Preisträger waren Bundespräsident Rau, sein Vorvorgänger
Richard von Weizsäcker, Bundesaußenminister Joschka Fischer
(Grüne), der Schriftsteller Friedrich Dürrenmatt und die
Ehefrau des ermordeten israelischen Premierministers Izchak Rabin, Lea
Rabin.
(Quelle: dpa)
Wirtschaftskonferenz zwischen Nord- und Südkorea gestrichen
Mo.15.03.04 - Wegen Kritik an seiner politischen Situation nach der vorläufigen
Amtsenthebung von Präsident Roh Moo Hyun hat Südkorea
Wirtschaftsgespräche mit Pjöngjang abgesagt. Unter Hinweis
auf die angeblich instabile Lage in dem Nachbarland hatte Nordkorea
eine Verlegung der Verhandlungen ins eigene Land gefordert. Das
für Vereinigungsfragen zuständige Ministerium in Seoul sagte
die Gespräche daraufhin am Montag ganz ab.
Die vorübergehende Amtsenthebung Rohs sei eine politische
Rebellion, die von einer Hand voll «Wunderdoktoren» ins
Leben gerufen sei, berichtete die nordkoreanische Nachrichtenagentur
KCNA am Sonntagabend. In einer ersten Reaktion hatte Pjöngjang die
USA für die Staatskrise in Südkorea verantwortlich gemacht.

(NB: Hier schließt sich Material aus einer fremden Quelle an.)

PR #7756, opened 2021-06-11
fix: restores tracking to route tabs

dzucconi:
Closes [GRO-372](https://artsyproduct.atlassian.net/browse/GRO-372)


damassi (approved):
Thanks for the fix 👍

PR #7760, opened 2021-06-11
feat: add buyer guarantee message to inquiry checkout works

xtina-starr:
Addresses: [PURCHASE-2703](https://artsyproduct.atlassian.net/browse/PURCHASE-2703)

This PR adds the buyer guarantee messaging behind `isOfferableFromInquiry` and the Web Inquiry Checkout feature flag.

Screen Shot 2021-06-11 at 3 44 45 PM

It's worth noting I didn't include a test for this. Testing this component requires a bit of setup which we have a [ticket](https://artsyproduct.atlassian.net/browse/PURCHASE-2736) for.


src/v2/Apps/Conversation/Components/BuyerGuaranteeMessage.tsx
```diff
@@ -0,0 +1,26 @@
+import { Flex, Text } from "@artsy/palette"
+import React from "react"
+
+export const BuyerGuaranteeMessage: React.FC = () => {
+  return (
+    <>
```
damassi, line 6: Unless there's an adjacent element no need for fragments

src/v2/Apps/Conversation/Components/Conversation.tsx
```diff
@@ -25,12 +37,29 @@ export interface ConversationProps {
...
+
 const Conversation: React.FC<ConversationProps> = props => {
   const { conversation, relay, showDetails, setShowDetails } = props
+  const { user } = useSystemContext()
 
   const bottomOfPage = useRef(null)
   const initialMount = useRef(true)
 
+  const isMakeOfferArtwork =
+    // @ts-expect-error STRICT_NULL_CHECK
```
damassi, line 54: Was this code copied from elsewhere? If so, we shouldn't also be copying over these ts ignores

src/v2/Apps/Conversation/Components/Conversation.tsx
```diff
@@ -25,12 +37,29 @@ export interface ConversationProps {
 
 export const PAGE_SIZE: number = 15
 
+const StyledBox = styled(Flex)`
+  border-top: 1px solid ${color("black10")};
+  padding: 15px 20px;
```
damassi, line 42: We should always stay within our theme spacing scale, and use props on the component (`p={2}`, for example -- this component can likely go away and `<Flex>` styled directly)

src/v2/Apps/Conversation/Components/BuyerGuaranteeMessage.tsx
xtina-starr: Ah good catch. I previously had adjacent elements but removed it and forgot to remove the fragment.

src/v2/Apps/Conversation/Components/Conversation.tsx
xtina-starr: It wasn't copied over `conversation.items[0]` was throwing a type error: `Object is possibly 'null'` then when I added `conversation.items?[0]?.item?.__typename` I was getting `Property 'item' does not exist on type 'number[]'.` for item.

damassi: Ah 👍If having a type issue like this then will want to ping #dev-help or reach out! Seems like a quick fix.

xtina-starr: I was think that was an appropriate use of `// @ts-expect-error STRICT_NULL_CHECK` since most of the properties on the conversation object that can be nullable use it and it was added fairly recent as part of the strict null check work.

xtina-starr: If you have a second I'd be down to resolve it.

damassi: So the history there is -- The `// @ts-expect-error STRICT_NULL_CHECK` flags were inserted by an automatic codemod script so that we could add strict type checking to Force without having to fix every error in the codebase first. With the codemod run, its understood that all new code should be type safe (and handle strict type errors like the above). 

(Strangely, CI should have been failed the build since it keeps track of the number of current flags in the codebase, and if any new ones are added should throw an error 🤔) 

Whats missing is a proper check after items: `conversation.items?.[0]...` (note the `?.` before array access).

src/v2/Apps/Conversation/Components/Conversation.tsx
xtina-starr: This makes sense to me

xtina-starr: Is there a way to make sure this is consistent with the designs we get from designers. Like are they aware of this (i.e. 15px not being an option in our theme and to not use it in specs)?

damassi: Other than reporting back to the designer directly and helping to educate, not too sure. We, in engineering, are the last guard against design drift! So if some design is "15px 20px", and we know that there's a `1 = 10px, and 2 -20px` in our design system theme, then we can either round that `15px` up or down using our best judgement / eye. But we never step out of the design system spacing scale which only creates further problems at scale. Most likely, the designer just isn't being pixel perfect here (which is fine since engineers can stick within the theme and values "snap" to their closest targets.)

Roh war am Freitag auf Betreiben der Opposition wegen
Verstößen gegen das Wahlgesetz bis auf weiteres seines Amtes
enthoben worden.
Die regelmäßig stattfindenden Konferenzen über
Wirtschaftsfragen wurden bei einem Gipfeltreffen vor vier Jahren
zwischen dem nordkoreanischen Staatschef Kim Jong Il und Rohs
Vorgänger Kim Dae Jung ins Leben gerufen.
(Quelle: ap)
China verankert Schutz von Privateigentum in der Verfassung
Mo.15.03.04 - In einer historischen Entscheidung hat China am Sonntag den Schutz des
Privateigentums in der Verfassung verankert. Der in Peking tagende
Volkskongress machte die formelle Abschaffung privaten Eigentums nach
der kommunistischen Revolution von 1949 offiziell rückgängig
und brachte damit die Verfassung der Volksrepublik mit den
ökonomischen Reformen der vergangenen 25 Jahre in Einklang. In
einer weiteren Verfassungsänderung bekennt sich der Staat
grundsätzlich zur Achtung der Menschenrechte.

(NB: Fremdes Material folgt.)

PR #9308, opened 2022-02-01
User on gallery detail page for black owned gallery sees ribbon

lilyfromseattle:
[GRO-771]

There might be a less repetitive solution and I'm open to suggestions, but everything I tried seemed overly complex or confusing so I just did the straightforward thing. The "Black Owned" category doesn't actually exist yet, so I used a different category to get the screenshots. 

Screen Shot 2022-02-01 at 1 36 16 PM
Screen Shot 2022-02-01 at 1 36 08 PM

[GRO-771]: https://artsyproduct.atlassian.net/browse/GRO-771?atlOrigin=eyJpIjoiNWRkNTljNzYxNjVmNDY3MDlhMDU5Y2ZhYzA5YTRkZjUiLCJwIjoiZ2l0aHViLWNvbS1KU1cifQ

### DIFF
--- a/src/v2/Apps/Partner/PartnerApp.tsx
+++ b/src/v2/Apps/Partner/PartnerApp.tsx
@@ -9,6 +9,7 @@ import { PartnerMetaFragmentContainer } from "./Components/PartnerMeta"
 import { StickyProvider } from "v2/Components/Sticky"
 import { PartnerArtistsLoadingContextProvider } from "./Utils/PartnerArtistsLoadingContext"
 import { HttpError } from "found"
+import { Ribbon } from "v2/Components/Ribbon"
 
 export interface PartnerAppProps {
   partner: PartnerApp_partner
@@ -24,11 +25,15 @@ export const PartnerApp: React.FC<PartnerAppProps> = ({
     displayFullPartnerPage,
     isDefaultProfilePublic,
     partnerPageEligible,
+    categories,
   } = partner
 
   if (!isDefaultProfilePublic || !partnerPageEligible) {
     throw new HttpError(404)
   }
+
+  const isBlackOwned =
+    categories!.filter(c => c && c.name === "Black Owned").length > 0
 
   return (
     <PartnerArtistsLoadingContextProvider>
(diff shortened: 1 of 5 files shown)


The-Beez-Kneez:
@dzucconi do we have a less repetitive way to incorporate a new component such as this `Ribbon`? We do not really have a set precedent or previous example on how we would want to incorporate something like this.

dzucconi:
So, yeah:

* First we'd want to get a spec in the design system Figma first. Presumably there'd be variants on this; different configurable colors, sizes, and sanctioned labels.
* Once we have a spec we could implement this in Palette.

src/v2/Components/Ribbon.tsx
```diff
@@ -0,0 +1,85 @@
...
+          <Text variant="md" color="white">
+            {ribbonDivider}
+          </Text>
+          <Text variant="xs" color="white">
+            {ribbonText}
+          </Text>
+        </Flex>
+      </Media>
+    </>
+  )
```
dzucconi, line 84: Yeah, we can get rid of both the replication and the media component usage. Along with reducing the number of DOM nodes. If you want we could pair on an implementation in Palette?

src/v2/Apps/Partner/PartnerApp.tsx
```diff
@@ -24,12 +25,16 @@ export const PartnerApp: React.FC<PartnerAppProps> = ({
...
     partnerPageEligible,
+    categories,
   } = partner
 
   if (!isDefaultProfilePublic || !partnerPageEligible) {
     throw new HttpError(404)
   }
 
+  const isBlackOwned =
+    categories!.filter(c => c && c.name === "Black Owned").length > 0
```
dzucconi, line 36: I think it'd be useful to expose some field on Metaphysics for this. Like presumably there could be other ribbon labels for different kinds of galleries? Could there be a gallery that has more than one?

The-Beez-Kneez:
@lilyfromseattle sounds like we get to build a brand new Palette component! Woooo!

You should sync up with @dzucconi

src/v2/Apps/Partner/PartnerApp.tsx
jonallured: In the spirit of impact over perfection we are embracing the single category haha. Its certainly possible in the future that we'll want to apply multiple categories and have them show up but we have no comps or concrete plans for this!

Die Verfassungsänderungen wurden zum Abschluss der
zehntägigen parlamentarischen Beratungen mit
überwältigender Mehrheit angenommen. Nur zehn der 2.904
Delegierten stimmten dagegen, 17 enthielten sich. Die neuen
Verfassungsklauseln lauten: «Rechtmäßig erworbenes
Privateigentum soll nicht verletzt werden», und: «Der Staat
respektiert und schützt die Menschenrechte.» Definiert
werden letztere allerdings nicht. Bislang fielen darunter vor allem das
Recht auf Nahrung und Wohnraum. Kritik an der Unterdrückung
politischer und religiöser Aktivitäten hat die Partei stets
zurückgewiesen.
Im Einklang mit dem Schutz des Privateigentums wurden zudem Unternehmer
offiziell dazu eingeladen, der Kommunistischen Partei beizutreten.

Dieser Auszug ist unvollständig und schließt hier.